Assigned task:
From the entries below, work out the number of lines that hold the word "string", and give that number alone.
━━━━
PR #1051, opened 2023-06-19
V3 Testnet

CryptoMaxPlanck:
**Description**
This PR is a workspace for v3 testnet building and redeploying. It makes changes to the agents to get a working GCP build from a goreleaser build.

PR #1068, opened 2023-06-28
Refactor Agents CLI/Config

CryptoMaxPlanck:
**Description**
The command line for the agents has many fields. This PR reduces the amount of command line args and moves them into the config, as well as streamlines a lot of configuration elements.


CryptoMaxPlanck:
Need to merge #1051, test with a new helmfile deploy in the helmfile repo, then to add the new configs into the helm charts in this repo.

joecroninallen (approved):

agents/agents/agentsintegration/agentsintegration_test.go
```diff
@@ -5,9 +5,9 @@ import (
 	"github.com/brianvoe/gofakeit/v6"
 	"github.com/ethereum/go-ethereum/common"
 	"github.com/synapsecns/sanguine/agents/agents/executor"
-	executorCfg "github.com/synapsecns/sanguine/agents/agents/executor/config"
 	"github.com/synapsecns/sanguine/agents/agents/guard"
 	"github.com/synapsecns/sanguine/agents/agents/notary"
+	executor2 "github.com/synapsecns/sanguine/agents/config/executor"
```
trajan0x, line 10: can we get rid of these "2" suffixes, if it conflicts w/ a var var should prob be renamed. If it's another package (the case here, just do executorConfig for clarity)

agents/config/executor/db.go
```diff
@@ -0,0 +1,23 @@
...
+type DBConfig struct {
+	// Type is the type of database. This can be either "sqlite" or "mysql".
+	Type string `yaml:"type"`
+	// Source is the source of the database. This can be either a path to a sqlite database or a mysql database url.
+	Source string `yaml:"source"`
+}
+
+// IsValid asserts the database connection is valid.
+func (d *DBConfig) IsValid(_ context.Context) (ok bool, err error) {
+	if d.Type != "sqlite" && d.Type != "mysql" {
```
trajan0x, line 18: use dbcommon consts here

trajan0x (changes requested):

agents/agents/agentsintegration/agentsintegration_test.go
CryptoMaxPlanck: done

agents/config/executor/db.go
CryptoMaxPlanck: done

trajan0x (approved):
━━━━
Response to this task:
2